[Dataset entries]

========

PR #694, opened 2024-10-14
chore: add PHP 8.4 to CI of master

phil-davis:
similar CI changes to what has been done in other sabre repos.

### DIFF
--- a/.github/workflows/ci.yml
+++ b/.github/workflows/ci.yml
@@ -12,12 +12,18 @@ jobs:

========

- [To do]: When a line in the records above holds "github", that line is to be reported.

- [Answer to this task]:
--- a/.github/workflows/ci.yml
+++ b/.github/workflows/ci.yml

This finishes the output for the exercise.